## ASSIGNMENT
The data that follows is to be given again, exactly as written.

## SUPPLIED RECORDS
PR #1689, opened 2023-01-20
Extract room event encryption

Anderas:
Extract all encryption functionality (incl. setting encryption, sharing keys, encrypting content) out from `MXCryptoV2` and into `MXRoomEventEncryption`. This makes for a better separation of concerns as well as testability of the core functionality.

Some additional changes in this PR include moving objects around into new files (e.g. `MXCryptoV2Factory`)


stefanceriu (approved):
lgtm 👍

## TASK RESULT
PR #1689, opened 2023-01-20
Extract room event encryption

Anderas:
Extract all encryption functionality (incl. setting encryption, sharing keys, encrypting content) out from `MXCryptoV2` and into `MXRoomEventEncryption`. This makes for a better separation of concerns as well as testability of the core functionality.

Some additional changes in this PR include moving objects around into new files (e.g. `MXCryptoV2Factory`)


stefanceriu (approved):
lgtm 👍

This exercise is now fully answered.